## WORK TASK
Look through the entries below and count the lines that contain "approved". Reply with that number only.

## DATA PROVIDED
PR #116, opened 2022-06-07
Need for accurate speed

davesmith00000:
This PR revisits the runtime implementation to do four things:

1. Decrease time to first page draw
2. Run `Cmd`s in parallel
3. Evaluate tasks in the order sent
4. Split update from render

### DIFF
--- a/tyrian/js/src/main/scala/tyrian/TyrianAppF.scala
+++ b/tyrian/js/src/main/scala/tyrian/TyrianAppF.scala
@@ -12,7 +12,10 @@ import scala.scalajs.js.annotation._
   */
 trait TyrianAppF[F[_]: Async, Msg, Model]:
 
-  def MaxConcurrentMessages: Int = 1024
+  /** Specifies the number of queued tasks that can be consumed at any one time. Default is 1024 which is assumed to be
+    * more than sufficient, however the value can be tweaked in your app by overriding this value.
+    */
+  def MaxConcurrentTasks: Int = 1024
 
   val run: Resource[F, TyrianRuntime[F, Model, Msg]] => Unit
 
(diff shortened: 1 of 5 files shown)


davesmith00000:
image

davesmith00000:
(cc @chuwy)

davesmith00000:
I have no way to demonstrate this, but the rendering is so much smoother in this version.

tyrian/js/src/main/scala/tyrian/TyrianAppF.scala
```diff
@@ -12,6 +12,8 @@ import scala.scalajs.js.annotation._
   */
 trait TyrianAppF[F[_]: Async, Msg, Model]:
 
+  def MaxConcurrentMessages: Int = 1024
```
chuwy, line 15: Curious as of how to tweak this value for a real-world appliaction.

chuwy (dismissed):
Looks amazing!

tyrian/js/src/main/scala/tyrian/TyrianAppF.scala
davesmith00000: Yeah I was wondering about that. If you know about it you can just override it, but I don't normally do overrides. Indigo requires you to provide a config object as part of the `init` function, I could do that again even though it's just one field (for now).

...

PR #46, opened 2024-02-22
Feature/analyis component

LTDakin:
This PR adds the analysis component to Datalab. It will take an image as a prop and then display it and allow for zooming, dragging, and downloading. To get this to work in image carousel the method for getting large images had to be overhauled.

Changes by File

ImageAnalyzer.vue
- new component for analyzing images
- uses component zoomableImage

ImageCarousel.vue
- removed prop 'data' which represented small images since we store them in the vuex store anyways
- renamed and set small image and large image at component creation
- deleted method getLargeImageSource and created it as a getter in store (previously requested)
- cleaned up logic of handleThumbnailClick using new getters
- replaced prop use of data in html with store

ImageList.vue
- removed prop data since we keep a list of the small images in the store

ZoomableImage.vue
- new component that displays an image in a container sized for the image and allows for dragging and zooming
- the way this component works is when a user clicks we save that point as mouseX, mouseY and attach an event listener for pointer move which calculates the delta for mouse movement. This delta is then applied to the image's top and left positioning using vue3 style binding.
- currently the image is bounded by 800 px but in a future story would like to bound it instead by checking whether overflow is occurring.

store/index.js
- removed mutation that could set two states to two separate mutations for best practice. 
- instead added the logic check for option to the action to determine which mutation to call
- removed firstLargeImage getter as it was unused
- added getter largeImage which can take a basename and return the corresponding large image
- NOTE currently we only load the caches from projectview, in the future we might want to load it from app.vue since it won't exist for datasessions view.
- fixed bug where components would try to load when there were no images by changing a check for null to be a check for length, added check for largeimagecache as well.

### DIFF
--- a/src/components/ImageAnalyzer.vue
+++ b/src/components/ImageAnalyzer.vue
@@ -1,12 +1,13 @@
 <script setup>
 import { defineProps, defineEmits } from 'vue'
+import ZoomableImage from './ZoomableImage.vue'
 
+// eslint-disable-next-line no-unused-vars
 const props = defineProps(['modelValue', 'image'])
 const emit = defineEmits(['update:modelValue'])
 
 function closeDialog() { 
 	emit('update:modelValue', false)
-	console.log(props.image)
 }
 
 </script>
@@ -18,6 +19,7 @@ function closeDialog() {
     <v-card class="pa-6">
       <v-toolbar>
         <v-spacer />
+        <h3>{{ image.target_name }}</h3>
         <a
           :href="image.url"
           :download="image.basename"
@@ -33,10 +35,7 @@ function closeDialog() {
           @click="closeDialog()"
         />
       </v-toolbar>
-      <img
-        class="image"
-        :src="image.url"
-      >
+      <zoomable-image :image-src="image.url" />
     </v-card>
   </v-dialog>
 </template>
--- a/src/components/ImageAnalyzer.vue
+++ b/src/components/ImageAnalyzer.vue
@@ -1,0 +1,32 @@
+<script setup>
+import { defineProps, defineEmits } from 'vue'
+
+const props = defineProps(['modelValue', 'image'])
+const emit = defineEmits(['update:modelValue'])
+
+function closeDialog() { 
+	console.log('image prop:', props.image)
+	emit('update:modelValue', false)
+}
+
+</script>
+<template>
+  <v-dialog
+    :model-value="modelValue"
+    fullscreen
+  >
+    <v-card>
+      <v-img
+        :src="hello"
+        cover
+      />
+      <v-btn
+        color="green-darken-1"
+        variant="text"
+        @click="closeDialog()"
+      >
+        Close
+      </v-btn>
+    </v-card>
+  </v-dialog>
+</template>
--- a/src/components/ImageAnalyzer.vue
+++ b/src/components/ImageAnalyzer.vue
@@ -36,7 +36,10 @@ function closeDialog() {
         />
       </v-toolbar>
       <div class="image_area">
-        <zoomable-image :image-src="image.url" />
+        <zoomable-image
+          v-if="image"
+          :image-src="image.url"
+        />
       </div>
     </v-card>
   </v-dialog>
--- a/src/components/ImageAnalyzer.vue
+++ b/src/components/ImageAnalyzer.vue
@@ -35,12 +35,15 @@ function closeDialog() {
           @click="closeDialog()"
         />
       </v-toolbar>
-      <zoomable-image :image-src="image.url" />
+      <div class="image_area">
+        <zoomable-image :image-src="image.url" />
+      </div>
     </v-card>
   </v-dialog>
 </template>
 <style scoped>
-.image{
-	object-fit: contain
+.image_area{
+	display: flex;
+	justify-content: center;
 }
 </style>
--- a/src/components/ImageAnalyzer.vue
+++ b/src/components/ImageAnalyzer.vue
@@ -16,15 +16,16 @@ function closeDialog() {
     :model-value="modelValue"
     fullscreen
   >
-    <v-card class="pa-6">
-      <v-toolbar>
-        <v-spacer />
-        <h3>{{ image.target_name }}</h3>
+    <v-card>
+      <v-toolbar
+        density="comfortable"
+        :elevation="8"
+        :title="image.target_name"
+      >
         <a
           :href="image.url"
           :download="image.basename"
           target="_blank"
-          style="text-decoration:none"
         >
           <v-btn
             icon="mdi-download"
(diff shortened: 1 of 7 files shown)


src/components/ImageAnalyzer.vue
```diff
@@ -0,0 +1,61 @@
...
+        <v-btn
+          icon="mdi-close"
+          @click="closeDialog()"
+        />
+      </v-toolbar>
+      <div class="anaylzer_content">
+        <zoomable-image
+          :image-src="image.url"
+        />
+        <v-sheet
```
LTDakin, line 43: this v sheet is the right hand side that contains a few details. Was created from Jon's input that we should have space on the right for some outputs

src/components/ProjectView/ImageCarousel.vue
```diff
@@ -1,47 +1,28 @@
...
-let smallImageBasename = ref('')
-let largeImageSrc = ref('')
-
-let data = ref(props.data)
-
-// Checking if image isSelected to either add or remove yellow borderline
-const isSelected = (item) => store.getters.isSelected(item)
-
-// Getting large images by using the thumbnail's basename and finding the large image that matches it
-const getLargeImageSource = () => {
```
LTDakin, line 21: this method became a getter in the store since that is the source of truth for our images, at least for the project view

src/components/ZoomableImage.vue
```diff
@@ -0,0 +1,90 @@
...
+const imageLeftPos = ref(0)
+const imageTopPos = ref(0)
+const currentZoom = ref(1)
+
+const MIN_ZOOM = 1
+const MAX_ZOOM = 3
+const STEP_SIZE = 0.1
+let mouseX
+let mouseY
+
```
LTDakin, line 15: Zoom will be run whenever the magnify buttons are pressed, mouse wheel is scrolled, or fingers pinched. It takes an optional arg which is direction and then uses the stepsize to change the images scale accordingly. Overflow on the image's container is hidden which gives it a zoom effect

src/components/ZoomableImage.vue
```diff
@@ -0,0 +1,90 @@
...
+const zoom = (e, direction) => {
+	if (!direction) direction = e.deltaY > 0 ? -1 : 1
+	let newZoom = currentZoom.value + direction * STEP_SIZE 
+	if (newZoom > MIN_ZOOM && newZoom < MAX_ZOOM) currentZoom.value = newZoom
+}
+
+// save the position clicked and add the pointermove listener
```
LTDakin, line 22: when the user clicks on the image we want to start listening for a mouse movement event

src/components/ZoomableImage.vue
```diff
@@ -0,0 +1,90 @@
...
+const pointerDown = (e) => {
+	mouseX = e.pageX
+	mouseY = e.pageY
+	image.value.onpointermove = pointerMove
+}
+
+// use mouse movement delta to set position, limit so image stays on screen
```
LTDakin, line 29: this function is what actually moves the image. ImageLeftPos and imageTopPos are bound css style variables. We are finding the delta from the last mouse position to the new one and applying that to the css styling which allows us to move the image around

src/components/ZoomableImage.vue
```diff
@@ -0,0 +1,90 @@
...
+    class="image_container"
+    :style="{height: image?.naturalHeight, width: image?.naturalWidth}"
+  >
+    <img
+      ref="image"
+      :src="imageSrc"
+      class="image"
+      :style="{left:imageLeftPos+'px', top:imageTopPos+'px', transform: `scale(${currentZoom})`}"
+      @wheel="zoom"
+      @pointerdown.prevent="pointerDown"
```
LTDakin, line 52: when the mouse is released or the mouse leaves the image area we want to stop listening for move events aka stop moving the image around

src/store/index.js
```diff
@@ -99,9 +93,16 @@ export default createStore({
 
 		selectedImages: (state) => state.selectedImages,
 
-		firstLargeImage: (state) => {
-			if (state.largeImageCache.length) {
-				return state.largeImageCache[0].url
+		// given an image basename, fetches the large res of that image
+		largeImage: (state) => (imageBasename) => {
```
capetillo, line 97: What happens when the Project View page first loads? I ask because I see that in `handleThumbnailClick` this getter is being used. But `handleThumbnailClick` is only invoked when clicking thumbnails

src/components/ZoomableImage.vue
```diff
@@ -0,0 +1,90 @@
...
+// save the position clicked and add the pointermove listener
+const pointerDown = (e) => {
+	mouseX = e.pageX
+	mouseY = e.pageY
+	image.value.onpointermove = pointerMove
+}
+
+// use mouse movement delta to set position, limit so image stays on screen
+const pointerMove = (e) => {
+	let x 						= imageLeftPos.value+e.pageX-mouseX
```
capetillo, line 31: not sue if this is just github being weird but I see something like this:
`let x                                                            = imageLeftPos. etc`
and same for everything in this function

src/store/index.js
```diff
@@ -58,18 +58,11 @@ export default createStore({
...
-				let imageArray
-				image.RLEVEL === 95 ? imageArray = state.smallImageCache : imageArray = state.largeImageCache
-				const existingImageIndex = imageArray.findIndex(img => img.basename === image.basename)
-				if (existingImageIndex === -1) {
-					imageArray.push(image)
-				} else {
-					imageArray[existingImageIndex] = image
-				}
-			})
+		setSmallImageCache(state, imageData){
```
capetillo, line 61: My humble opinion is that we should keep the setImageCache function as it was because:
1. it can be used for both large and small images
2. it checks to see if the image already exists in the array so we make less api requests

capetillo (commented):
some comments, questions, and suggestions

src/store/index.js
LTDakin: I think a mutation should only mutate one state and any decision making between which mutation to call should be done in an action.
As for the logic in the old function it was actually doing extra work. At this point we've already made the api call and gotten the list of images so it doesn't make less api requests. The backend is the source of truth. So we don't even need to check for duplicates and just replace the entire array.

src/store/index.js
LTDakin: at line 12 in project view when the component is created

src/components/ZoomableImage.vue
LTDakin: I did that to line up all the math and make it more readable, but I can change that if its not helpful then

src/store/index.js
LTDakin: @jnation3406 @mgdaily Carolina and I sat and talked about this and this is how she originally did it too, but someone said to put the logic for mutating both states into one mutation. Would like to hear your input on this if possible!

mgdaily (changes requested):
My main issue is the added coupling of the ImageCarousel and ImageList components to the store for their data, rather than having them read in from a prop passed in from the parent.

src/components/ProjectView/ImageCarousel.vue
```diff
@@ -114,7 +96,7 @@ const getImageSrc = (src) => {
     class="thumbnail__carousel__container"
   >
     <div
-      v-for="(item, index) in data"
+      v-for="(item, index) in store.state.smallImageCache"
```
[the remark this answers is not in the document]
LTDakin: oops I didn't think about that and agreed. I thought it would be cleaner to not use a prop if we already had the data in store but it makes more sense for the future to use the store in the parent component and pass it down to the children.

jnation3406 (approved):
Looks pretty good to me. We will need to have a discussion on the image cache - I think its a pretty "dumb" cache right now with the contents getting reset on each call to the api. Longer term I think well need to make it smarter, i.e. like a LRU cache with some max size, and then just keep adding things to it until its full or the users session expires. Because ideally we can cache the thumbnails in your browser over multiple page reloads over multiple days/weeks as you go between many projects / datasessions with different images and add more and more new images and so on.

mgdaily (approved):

## TASK RESULT
2